Task 1. Replace each highlighted word with an appropriate synonym.

 

THE GREAT GATSBY (CHAPTER 4)

 

Cultural background

Task 1. Write comments on the words in bold. If possible, make your comments relevant to the USA of the 1920s (the book setting).

1. ‘He’s a bootlegger,’ said the young ladies, moving somewhere between his cocktails and his flowers.
a person who makes or sells goods, especially alcohol, illegally

2. ‘One time he killed a man who had found out that he was nephew to Von Hindenburg.’
a German general and statesman who led the Imperial German Army during World War I and later became President of Germany from 1925 until his death

3. ‘What part of Middle West?’ I inquired casually.

San Francisco.’

It is the cultural, commercial, and financial center of Northern California. On April 18, 1906, the San Andreas Fault slipped more than 10 feet, unleashing a massive earthquake. The city rebuilt quickly with an improved city center and hosted the lavish Panama International Exposition just nine years later

4. ‘Meyer Wolfsheim? No, he’s a gambler. He’s the man who fixed the World Series back in 1919.’

The World Series is the annual championship series of Major League Baseball. Baseball's gambling problems came to a head in 1919, when eight players of the Chicago White Sox were alleged to have conspired to throw the 1919 World Series. Gandil, in collaboration with gambler Joseph "Sport" Sullivan, approached his teammates and got six of them to agree to throw the Series

5. ‘Here’s another thing I always carry. A souvenir of Oxford days. It was taken in Trinity Quad.’
It is one of the constituent colleges of the University of Oxford in England. Trinity has produced three British prime ministers, placing it third after Christ Church and Balliol in terms of former students who have held the office

 

Vocabulary

Task 1. Replace each highlighted word with an appropriate synonym.
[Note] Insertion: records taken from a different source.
PR #54, opened 2017-05-05
Enhance `View` and create `ViewModelView`

p4checo:
The goal of this family of protocols is to enforce a common base and
lifecycle for all views in a project.

- Modified `View` protocol to have functions `setUpSubviews()` and
`setUpConstraints()`instead of simply `setupLayout`.
- Created `ViewModelView` and `ReusableViewModelView` protocols which
extend `View` and `ReusableView`, respectively. They should
receive a `ViewModel` on `init` and have a `setUpBindings` method. This
enables MVVM views to conform to `ViewModelView` and have a ViewModel
injected (otherwise they couldn’t use `View` with constructor-based
dependency injection).
- Updated CollectionView TableView cells and header/footer views
- Updated folder/project structure and renamed `Protocols` folder to
`View`.
- Added some UT’s for the CollectionView and TableView cells and
headers/footers.
- Improved `UICollectionView` and `UITableView` `ReusableView`
extension methods error messages, and made calls fail with `fatalError`
instead of `assertionFailure`.


Sources/View/ReusableView.swift
```diff
@@ -20,15 +20,19 @@ public extension ReusableView where Self: UITableViewCell {
     init() {
         self.init(style: .default, reuseIdentifier: Self.reuseIdentifier)
 
-        setupLayout()
+        setupSubviews()
```
rbarbosa: As a verb, I would change all methods from `setup[...]` to `setUp[...]`.
What do you think?

p4checo: I have mixed feelings about this. Even though grammatically `setUp` is probably more correct, visually I think I prefer `setup` 😆 

@portellaa, @mschuetz72, @jakewelton opinions?

rbarbosa: In Xcode, when creating tests, the setup method created is `setUp()`.
But whatever people decide is fine for me.

jakewelton: Hmm... personally I too prefer setup, even though setUp is grammatically correct. However, I've just done a quick check to see if Apple use a particular way. `XCTest` uses `setUp`, so maybe we should change to that for consistency?

https://developer.apple.com/reference/xctest/xctestcase/1496262-setup

p4checo: That's a nice point 😉 Didn't remember that 😇

portellaa: 💄

Sources/View/ViewModelView.swift
```diff
@@ -0,0 +1,15 @@
...
+//
+//  Created by André Pacheco Neves on 05/05/2017.
+//  Copyright © 2017 Mindera. All rights reserved.
+//
+
+import Foundation
+
+public protocol ViewModelView: View {
+    associatedtype ViewModel
+
```
portellaa: aren't we missing the property? `var viewModel: ViewModel { get set }`

Sources/View/ReusableView.swift
mschuetz72: Visually I also prefer ```setup```

p4checo: I guess that being both grammatically correct and used by Apple are strong arguments to change it 😛

Let's try and do the **Right Thing ®** 😂

portellaa:
what do you think of this? 

```swift
public protocol ViewModelView: View {
    associatedtype ViewModel

    var viewModel: ViewModel { get set }

    init(viewModel: ViewModel)
}

public extension ViewModelView where Self: UIView {
    init(viewModel: ViewModel) {
        self.init()

        self.viewModel = viewModel
    }
}
```

Sources/View/ViewModelView.swift
p4checo: I left it out on purpose to avoid having to expose it publicly as a property (even though it could be `private(set)`). However we can add that and trust the users will behave and not break encapsulation 😆

p4checo: On the other side, having it like this also allows injecting via property, which may sometimes be useful. 👍

portellaa: i see your point, it makes a lot of sense, but it is developer responsibility. This is a base for something, not a prison 😄 right?

p4checo:
Regarding this PR, while making some unit tests I noticed that the `init`'s are never called. I had already stumbled across this problem in the CoreDataStack, but had forgot about it. 

Even though the code compiles and everything seems to be fine, when executing those `init`'s are never called ( I think the default `NSObject`'s `init` is called instead). Don't know for sure whether it's a bug or a Swift 3 limitation, but the fact is that it currently doesn't work 😢 .

In sum, neither `View` or `ReusableView` protocol extensions' `init()`'s work.

AFAIK, the only way to have this "default behavior" is to define superclasses. Otherwise, we can leave the `init` in the protocol definitions, but it's pointless to try and implement them on protocol extensions.

Not sure if creating these superclasses is worth it, though. Thoughts?

Sources/View/ViewModelView.swift
```diff
@@ -0,0 +1,25 @@
...
+    var viewModel: ViewModel { get set }
+
+    init(viewModel: ViewModel)
+}
+
+public extension ViewModelView where Self: UIView {
+    init(viewModel: ViewModel) {
```
portellaa: this init works, right?

p4checo:
@jakewelton, @mschuetz72, @portellaa, @rbarbosa: Please re-review  since I've changed some things because of the "useless" `init()`'s on the `View` protocol

🙏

1. And then came that disconcerting ride. We hadn’t reached West Egg Village before Gatsby began leaving his elegant sentences unfinished and slapping himself indecisively on the knee of his caramel-colored suit.

Synonym for disconcerting: confusing

 

2. He was balancing himself on the dashboard of his car with that resourcefulness of movement that is so peculiarly American–that comes, I suppose, with the absence of lifting work or rigid sitting in youth and, even more, with the formless grace of our nervous, sporadic games.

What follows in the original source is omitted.